In June, Louise and I travelled to the old Silesian town of Duszniki Zdrój (
Bad Reinerz) to attend a reunion of the school where my father lived and worked in 1946 before he escaped to the West.
(l. to r.) Here's my dad Czesław at the main ceremony of the reunion, with Duszniki mayor Bolesław Krawczyk, Director Elżbieta Ziembińska of the children's vacation home which is now located in the old school buildings, and Grażyna Świtoń-Pawlicka, an official responsible for the development of tourism in the
Kłodzko region.
As a guest of honour, he gave one of several speeches during the opening ceremonies in the
town's concert hall, June 25, 2005.
Afterwards, everyone marched, accompanied by a brass band, from the concert hall to the old school for the unveiling of a monument commemorating the school and the Christian Brothers who established it. Leading the parade is Brother Stanisław, one of the original founders of the school, with Dr. Wiesław Nikodem of the Wrocław Medical Academy, who was one of the pupils. Nikodem's oldest brother Bonawentura was another founder of the school, which was known as Orlęta, or Young Eagles, and was mainly a school for boys who were orphaned during the Second World War.

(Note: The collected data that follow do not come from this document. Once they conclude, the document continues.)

PR #1033, opened 2024-06-04
Fix Uvicorn settings when config.DEBUG is True

fodhelper:
Am i wrong?

### DIFF
--- a/main.py
+++ b/main.py
@@ -16,9 +16,9 @@ if __name__ == "__main__":
     try:
         uvicorn.run(
             "main:app",
-            host=('0.0.0.0' if DEBUG else UVICORN_HOST),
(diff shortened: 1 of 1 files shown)


M03ED:
yeap this is wrong 
these options are for when we need to use debug mode 
you just ignore it

fodhelper:
My `UVICORN_HOST` is `127.0.0.1` and i don't want to expose it to web directly
why should it change to `0.0.0.0` by enabling DEBUG? i don't understand it

SaintShit:
I do test the app over all networks of machine while I'm on DEBUG mode. And this is set just because I'm too lazy :)) this suppose to be just for development, I don't see any wrong with it.

PR #1038, opened 2024-06-06
Remove enabling 'multiplex' in sing-box config when mux is enabled

oXIIIo:
Previously, enabling mux for v2rayng would also enable 'multiplex' in the sing-box configuration, causing the config to not work as intended. This change ensures that 'multiplex' is not enabled in sing-box config even if mux is enabled for v2rayng. Enabling and disabling mux can now be managed directly within the sing-box mux template.

### DIFF
--- a/app/subscription/singbox.py
+++ b/app/subscription/singbox.py
@@ -187,7 +187,6 @@ class SingBoxConfiguration(str):
             mux_json = json.loads(self.mux_template)
             mux_config = mux_json["sing-box"]
             config['multiplex'] = mux_config
-            config['multiplex']["enabled"] = mux_enable
 
         return config
 


M03ED:
i don't know why this changes applied but in previous version we were able to disable sing-box mux for all configs in mux template
@SaintShit

mikeesierrah:
lets Just comment the code out without breaking anything
line 185 to 190 is about mux getting enabled we can simply comment it out 

I also don't understand it was uncommented

M03ED:
> lets Just comment the code out without breaking anything line 185 to 190 is about mux getting enabled we can simply comment it out
> 
> I also don't understand it was uncommented

that change was unnecessary , sanit change it after that and make it enable for sing-box  16ed7ec1bcd73a08248781f30d733685b8f7970a

plasticgholam:
منکه دستی ادیتش زدم تا سینت از سفر برگرده تاییدش کنه :)

fodhelper:
@mikeesierrah You made an unnecessary change (https://github.com/Gozargah/Marzban/pull/1006) and ruined everything!
Mux was already disabled for Sing-Box by default but you could enable it using Mux Template (https://github.com/Gozargah/Marzban/pull/882)
Thank you for creating problems

@SaintShit Please revert mux settings back to https://github.com/Gozargah/Marzban/pull/882/files

mikeesierrah:
> @mikeesierrah You made an unnecessary change (https://github.com/Gozargah/Marzban/pull/1006) and ruined everything!
> Mux was already disabled for Sing-Box by default but you could enable it using Mux Template (https://github.com/Gozargah/Marzban/pull/882)
> Thank you for creating problems
> 
> @SaintShit Please revert mux settings back to https://github.com/Gozargah/Marzban/pull/882/files

Ah, I see. We’ve been adding a disabled mux template to every configuration, even though it’s unnecessary. Our code is so robust that it requires confirmation from both the front end and the template to prevent accidental mux activation in the singbox. 
Because, of course, it’s entirely reasonable to have an elaborate process just to ensure we don’t enable mux on singbox. It’s not like we’re making things unnecessarily complicated for no good reason, right?

I’ve corrected it for you. Now, it doesn’t need double confirmation, nor does it add a redundant mux-disabled template to every singbox configuration, which was causing a mess with the Hiddify client. 

Also, if you check my PR, **you’ll notice I specifically commented out** the code and left a note stating that this code should not be uncommented unless the Marzban core supports singbox.




Please direct your inquiries to whoever uncommented that section, instead of attributing the error to me.

M03ED:
> > @mikeesierrah You made an unnecessary change (https://github.com/Gozargah/Marzban/pull/1006) and ruined everything!
> > Mux was already disabled for Sing-Box by default but you could enable it using Mux Template (https://github.com/Gozargah/Marzban/pull/882)
> > Thank you for creating problems
> > 
> > @SaintShit Please revert mux settings back to https://github.com/Gozargah/Marzban/pull/882/files
> 
> Ah, I see. We’ve been adding a disabled mux template to every configuration, even though it’s unnecessary. Our code is so robust that it requires confirmation from both the front end and the template to prevent accidental mux activation in the singbox. 
> Because, of course, it’s entirely reasonable to have an elaborate process just to ensure we don’t enable mux on singbox. It’s not like we’re making things unnecessarily complicated for no good reason, right?
> 
> I’ve corrected it for you. Now, it doesn’t need double confirmation, nor does it add a redundant mux-disabled template to every singbox configuration, which was causing a mess with the Hiddify client. 
> 
> Also, if you check my PR, **you’ll notice I specifically commented out** the code and left a note stating that this code should not be uncommented unless the Marzban core supports singbox.
> 
> 
> 
> 
> Please direct your inquiries to whoever uncommented that section, instead of attributing the error to me.

First rule of programing:
If it's work , don't change it

M03ED:
done in #1071

PR #288, opened 2024-08-14
Switch pip installs to conda packages where possible, add restart policies to docker-compose containers

dotsdl:
A small set of adjustments from deploying v0.5.0.


dotsdl:
@mikemhenry could I get a review from you on this? Basically looking for any problems with what I've chosen to do here.

ianmkenney (approved):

There were more speeches before the unveiling of the monument.
After the unveiling the monument was blessed by a team of priests.

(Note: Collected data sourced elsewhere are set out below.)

Issue #292, opened 2024-08-20
Update `alchemiscale` test suite to use `neo4j` 5.23


dotsdl:
We currently test against `neo4j` 5.16 in the test suite; we should up this to at lest 5.22, which we are now using in production deployments.

ianmkenney:
Notes from working session

``` 
neo4j version  fail?  reason                                                  
-------------------------------------------------------------------------------
          5.16  no     --                                                      
          5.17  no     --                                                     
          5.18  no     --                                                      
          5.19  yes    ValueError, errors.py 56, split code fails (code was None) 
          5.20  yes    ValueError, errors.py 56, split code fails (code was None) 
          5.21  yes    ValueError, errors.py 56, split code fails (code was None) 
          5.22  yes    ValueError, errors.py 56, split code fails (code was None) 
          5.23  yes    ClientError, http.py 482, rs.audit, _hello                 
          5.24  yes    ClientError, http 482, rs.audit, _hello                 
          5.25  yes    ClientError, http 482, rs.audit, _hello                 
```

1 Code split error
==================

  Note that the code split error occurs within Neo4j.split_code method
  in `py2neo/errors.py'.

  We are going to just start from 5.25 so we'll revisit this if necessary. 


2 ClientError
=============

  Dropped into pdb error returns a message "not found" from neo4j
  database

  request went out to /db/data which no longer exists at the py2neo layer. Switching to
  /db/neo4j/tx with POST method fixed the problem and tests passed.

  Go into `grolt/__init__.py` and rewrite `Neo4jMachine.ping`. Remove use of
  py2neo.

  TODO: implement `_poll_http` and `_poll_bolt` using the official neo4j driver

dotsdl:
This PR will fix this: https://github.com/datryllic/grolt/pull/1

Issue #291, opened 2024-08-20
Deprecation warnings from `neo4j`: "The query used a deprecated function: `id`"


dotsdl:
It appears that our use of `neo4j` 5.18+ yields a ton of deprecation warnings similar to:

```
WARNING  neo4j.notifications:result.py:321 Received notification from DBMS server: {severity: WARNING} {code: Neo.ClientNotification.Statement.FeatureDeprecationWarning} {category: DEPRECATION} {title: This feature is deprecated and will be removed in future versions.} {description: The query used a deprecated function: `id`.} {position: line: 5, column: 8, offset: 130} for query: "UNWIND $data AS r\nMERGE (_:GufeTokenizable {_scoped_key:r['_scoped_key']})\nSET _ += r\nSET _:DummyProtocolB:GufeTokenizable\nRETURN id(_)"
```

The complaint comes from the use of `id(_)` at the end of the query, and likely originates from our subgraph machinery in `alchemiscale.storage.subgraph`.

Is there an alternative to using this function that still gives us what we need for `SubGraph` behavior?

PR #300, opened 2024-09-04
Bumping CI Neo4j version to 5.19

ianmkenney:
grolt or py2neo fails with neo4j >= 5.19

### DIFF
--- a/alchemiscale/tests/integration/conftest.py
+++ b/alchemiscale/tests/integration/conftest.py
@@ -103,7 +103,7 @@ class TestProfile:
 
 # TODO: test with full certificates
 neo4j_deployment_profiles = [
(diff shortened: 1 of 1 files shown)


dotsdl:
We should wait to merge any solution to #291 until after we have resolved this, otherwise it's possible that our changes pass our tests for 5.18 but don't actually work for e.g. 5.22.

dotsdl:
Blocking #292.

dotsdl:
@ianmkenney can we characterize these failure further? Do we know why we see test suite failures when we set neo4j > 5.18?

ianmkenney:
It's not clear to me why the failures are happening right now. I agree we need to figure these out fairly soon.

ianmkenney:
This was fixed with https://github.com/datryllic/grolt/pull/1

Issue #304, opened 2024-09-17
Replace "passlib" with direct calls to bcrypt


LilDojd:
## Description:

It has come to my attention that `passlib` is no longer actively maintained, with the last release dating back to 2020. This raises concerns about potential CVE and long-term compatibility.

Furthermore, when using `bcrypt` versions higher than 4.0.1, I encountered an issue similar to https://github.com/pyca/bcrypt/issues/684. This suggests that `passlib` may not be compatible with the latest versions of `bcrypt` that is installed with conda in your environments.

The artist who designed the monument was there. Her name is
Ewa Solima. She may look like a sweet little girl, but she already has the distinction of having created the heaviest sculpture in Poland, a 20 metric tonne elephant made out of a single block of granite. She also designs handbags and shoes. That's the main building of the school behind her.
Walking through the halls of the old school I felt as though I had travelled backward through time, and met with ghosts from the past.

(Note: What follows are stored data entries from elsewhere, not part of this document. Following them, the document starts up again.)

PR #310, opened 2024-09-30
[DNM] Test if openmm 8.2 beta works

mikemhenry:


mikemhenry:
@dotsdl just wanted to check the openmm 8.2 beta didn't cause us any issues and it looks good!

PR #316, opened 2024-10-22
Switch to matching against `SettingsBaseModel` instead of `Settings` in `gufe_to_subgraph`

dotsdl:


dotsdl:
@ianmkenney this appears to work! And with the way we do the reverse operation in `Neo4jStore._node_to_gufe`, this change doesn't impact deserialization at all.

ianmkenney (approved):
This LGTM. My only concern would be the direct use of a `SettingsBaseModel` for your settings since it _seems_ like it should be an abstract class (although the limited information added in the `Settings` derived class doesn't really support that notion). In the end, if a users `Task` fails because of poorly defined settings, it doesn't technically break anything in `alchemiscale`.

dotsdl:
Thanks @ianmkenney! Merging!

PR #317, opened 2024-10-25
Addressing failures in CI

ianmkenney:
It's not exactly clear what the main cause is, but CI is failing on [main](https://github.com/OpenFreeEnergy/alchemiscale/actions/runs/11196799670/job/32072143760) (previously passing) and other [PRs](https://github.com/OpenFreeEnergy/alchemiscale/actions/runs/11507970786/job/32035228211).

The main issue seems to be that a `fastapi` dependency, `python-multipart`, isn't installing correctly.

### DIFF
--- a/.github/workflows/ci-integration.yml
+++ b/.github/workflows/ci-integration.yml
@@ -32,7 +32,7 @@ jobs:
           - "3.12"
 
     steps:
-      - uses: actions/checkout@v2
+      - uses: actions/checkout@v4
 
       - uses: mamba-org/setup-micromamba@v1
         with:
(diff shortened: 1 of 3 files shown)


ianmkenney:
The difference in the breaks seems to be `python-multipart=0.0.12` -> `python-multipart=0.0.14`. According to the [package history](https://pypi.org/project/python-multipart/#history) 0.0.13 and 0.0.14 have been yanked.

dotsdl:
Discussion for `python-multipart` here: https://github.com/Kludex/python-multipart/issues/170

Agree with pinning for now.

That evening, the old boys sat around fire, roasting sausages, and singing old French songs like
Il était un Petit Navire.
When the reunion ended, Louise and I decided to stay a few more days. Duszniki is a spa town, and the curative properties of its mineral springs have been recognized since the 15th century. There is an elegant pump room in the park. Until now you could drink the water free of charge, but as capitalism tightens its grip on Poland, the spa is preparing to charge an entrance fee.
In addition to taking the waters, we also signed up for some treatments. The clinic offers a range of treatments including natural mineral and conifer-needles baths, bilberry mud compresses, hydrotherapy, saline inhalations, electrotherapy, phototherapy, and therapeutic massages.
Our hotel, Santorium Moniuszko, was right in the spa, about 5 minutes walk from the pump house. On the way we would cross a little trout stream called the
Bystrzyca Dusznicka.
We also went hiking in the Góry Bystrzyckie mountains.
A favourite local destination is a hostel called
Pod Muflonem. It's a cozy place with sleeping room for about 25. In the last century it attracted artists and bohemians from Wrocław (Breslau). The joke was that the place was called "Stille Liebe", but what most couples came for was "Lieber Stille", which I take to mean leiser Geschlechtsverkehr.
We stopped for a beer.
Remarkably,we found ourselves sitting at the same table where JW, Mary and I spent a rainy night during our hike through the area the last time I was here, 33 years earlier, in May of 1972.
That was truly one of the best hikes of my life. That night we found ourselves on the side of the mountain after dark, in the falling rain. As we approached the hostel we could see welcoming rectangles of yellow light cast on the ground through the windows. An orchestra was playing polka music and we could hear laughter and the sound of people having a good time inside. We were hungry, and didn't know if there would be a vacancy, but someone opened the door when we knocked, and said there would be a room and a hot meal for us. We spent the rest of the evening eating, drinking brandy, dancing and sharing a bond of friendship and cameraderie like I have rarely experienced since.
Once upon a time, there was a tavern
Where we used to raise a glass or two
Remember how we laughed away the hours,
Think of all the great things we would do.
Those were the days, my friend
We thought they'd never end
We'd sing and dance forever and a day
We'd live the life we'd choose
We'd fight and never lose
For we were young and sure to have our way
OK, back to the here and now. As you can see, there was a splendid view of the surroundings.
After a little rest we continued our hike.
This farmhouse was almost the only other habitation up on the mountain. I thought I would be very happy to live in a such a place.
Some people say that's Frankenstein Castle up there on that mountain in the distance.
One of Duszniki's historical monuments is this
17th century paper mill.
You can make your own paper inside.
Louise discovered that people used to be a lot shorter than today.
She also seems to have been fascinated by the plumbing.
We spent our last evening in Duszniki walking in the hills above the town, June 29, 2005.